🤖 AI Summary
Traditional Score Distillation Sampling (SDS) for 3D generation often suffers from texture oversaturation and geometric distortion; while negative prompting mitigates these issues, it introduces an inherent trade-off between texture enhancement and shape fidelity. This paper proposes Target-aware Multi-Objective Score distillation (T-MOS), the first framework to characterize the coupled influence of target-embedding-based negative prompts on both texture and geometry. T-MOS introduces an adaptive weighting mechanism that dynamically balances texture realism and geometric accuracy during optimization. Built upon pretrained 2D text-to-image diffusion models, it requires no auxiliary networks or explicit supervision.

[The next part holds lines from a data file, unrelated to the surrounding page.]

PR #523, opened 2025-06-30
[core] Give user the possibility to pass their logger to the lambda runtime

sebsto:
Allow user to give their logger to the LambdaRuntime.

### Motivation:

Overloaded versions of `LambdaRuntime.init` don't allow to pass a logger

### Modifications:

Add a `logger` parameter to overloaded versions of `LambdaRuntime.init`

### Result:

It is now possible to write 

```
        let runtime = LambdaRuntime(logger: Logger(label: "MyLogger"), body: handler)
```

### DIFF
--- a/Sources/AWSLambdaRuntime/LambdaHandlers.swift
+++ b/Sources/AWSLambdaRuntime/LambdaHandlers.swift
@@ -191,6 +191,7 @@ extension LambdaRuntime {
     /// - Parameters:
     ///   - encoder: The encoder object that will be used to encode the generic `Output` into a `ByteBuffer`.
     ///   - decoder: The decoder object that will be used to decode the incoming `ByteBuffer` event into the generic `Event` type.
+    ///   - logger: The logger to use for the runtime. Defaults to a logger with label "LambdaRuntime".
     ///   - body: The handler in the form of a closure.
     public convenience init<
         Event: Decodable,
@@ -200,6 +201,7 @@ extension LambdaRuntime {
     >(
         encoder: sending Encoder,
         decoder: sending Decoder,
+        logger: Logger = Logger(label: "LambdaRuntime"),
         body: sending @escaping (Event, LambdaContext) async throws -> Output
     )
     where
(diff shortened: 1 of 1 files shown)


Sources/AWSLambdaRuntime/FoundationSupport/Lambda+JSON.swift
```diff
@@ -85,10 +87,12 @@ extension LambdaCodableAdapter {
 extension LambdaRuntime {
     /// Initialize an instance with a `LambdaHandler` defined in the form of a closure **with a non-`Void` return type**.
     /// - Parameters:
+    ///   - logger: The logger to use for the runtime. Defaults to a logger with label "LambdaRuntime".
     ///   - decoder: The decoder object that will be used to decode the incoming `ByteBuffer` event into the generic `Event` type. `JSONDecoder()` used as default.
     ///   - encoder: The encoder object that will be used to encode the generic `Output` into a `ByteBuffer`. `JSONEncoder()` used as default.
     ///   - body: The handler in the form of a closure.
     public convenience init<Event: Decodable, Output>(
+        logger: Logger = Logger(label: "LambdaRuntime"),
```
adam-fowler: It is common for the logger parameter to be the last parameter (or at least the last before any optional parameters and closures).

Sources/AWSLambdaRuntime/LambdaHandlers.swift
```diff
@@ -175,11 +176,15 @@ public struct ClosureHandler<Event: Decodable, Output>: LambdaHandler {
 
 extension LambdaRuntime {
     /// Initialize an instance with a ``StreamingLambdaHandler`` in the form of a closure.
-    /// - Parameter body: The handler in the form of a closure.
+    /// - Parameter
+    ///   - logger: The logger to use for the runtime. Defaults to a logger with label "LambdaRuntime".
+    ///   - body: The handler in the form of a closure.
     public convenience init(
+        logger: Logger = Logger(label: "LambdaRuntime"),
```
adam-fowler, line 183: `LambdaRuntime.init(handler:eventLoop:logger)` forces the log level to be `info` if there is no `LOG_LEVEL` environment variable. Perhaps it should just use the supplied Logger logLevel if the environment variable is not there

Sources/AWSLambdaRuntime/FoundationSupport/Lambda+JSON.swift
sebsto: OK

Sources/AWSLambdaRuntime/LambdaHandlers.swift
sebsto: excellent idea. I wonder why we didn't do that earlier

adam-fowler (approved):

Extensive experiments demonstrate that T-MOS consistently outperforms state-of-the-art methods across multiple benchmarks, generating 3D assets with both high-fidelity textures and precise geometric structures.
📝 Abstract
Score Distillation Sampling (SDS) enables 3D asset generation by distilling priors from pretrained 2D text-to-image diffusion models, but vanilla SDS suffers from over-saturation and over-smoothing. To mitigate this issue, recent variants have incorporated negative prompts. However, these methods face a critical trade-off: limited texture optimization, or significant texture gains with shape distortion. In this work, we first conduct a systematic analysis and reveal that this trade-off is fundamentally governed by the utilization of the negative prompts, where Target Negative Prompts (TNP) that embed target information in the negative prompts dramatically enhancing texture realism and fidelity but inducing shape distortions. Informed by this key insight, we introduce the Target-Balanced Score Distillation (TBSD). It formulates generation as a multi-objective optimization problem and introduces an adaptive strategy that effectively resolves the aforementioned trade-off. Extensive experiments demonstrate that TBSD significantly outperforms existing state-of-the-art methods, yielding 3D assets with high-fidelity textures and geometrically accurate shape.